> **PROBLEM DESCRIPTION**
Copy all records verbatim.

> **MATERIAL TO PROCESS**
● ● ● ● ● ● ●

PR #3551, opened 2023-05-16
Fixing bf16 test 

jomayeri:
The test TestAdamBF16ZeroOneCycleCompatibility was failing do to missing `train_batch_size` in its config.

### DIFF
--- a/tests/unit/runtime/half_precision/test_bf16.py
+++ b/tests/unit/runtime/half_precision/test_bf16.py
@@ -27,6 +27,7 @@ class TestAdamBF16ZeroOneCycleCompatibility(DistributedTest):
             pytest.skip("cpu-adam is not compatible")
 
         config_dict = {
+            "train_batch_size": 4,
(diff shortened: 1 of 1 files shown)


tests/unit/runtime/half_precision/test_bf16.py
```diff
@@ -27,6 +27,7 @@ def test(self, zero_stage=2, use_cpu_offload=False):
             pytest.skip("cpu-adam is not compatible")
 
         config_dict = {
+            "train_batch_size": 4,
```
tjruwase, line 30: It is more robust to use `"train_micro_batch_size_per_gpu": 1`

jomayeri: Should I do this for all tests in that file?

tjruwase: Yes, that would be great. Thanks!

tjruwase (approved):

● ● ● ● ● ● ●

> **WRITTEN SOLUTION**
PR #3551, opened 2023-05-16
Fixing bf16 test 

jomayeri:
The test TestAdamBF16ZeroOneCycleCompatibility was failing do to missing `train_batch_size` in its config.

### DIFF
--- a/tests/unit/runtime/half_precision/test_bf16.py
+++ b/tests/unit/runtime/half_precision/test_bf16.py
@@ -27,6 +27,7 @@ class TestAdamBF16ZeroOneCycleCompatibility(DistributedTest):
             pytest.skip("cpu-adam is not compatible")
 
         config_dict = {
+            "train_batch_size": 4,
(diff shortened: 1 of 1 files shown)


tests/unit/runtime/half_precision/test_bf16.py
```diff
@@ -27,6 +27,7 @@ def test(self, zero_stage=2, use_cpu_offload=False):
             pytest.skip("cpu-adam is not compatible")
 
         config_dict = {
+            "train_batch_size": 4,
```
tjruwase, line 30: It is more robust to use `"train_micro_batch_size_per_gpu": 1`

jomayeri: Should I do this for all tests in that file?

tjruwase: Yes, that would be great. Thanks!

tjruwase (approved):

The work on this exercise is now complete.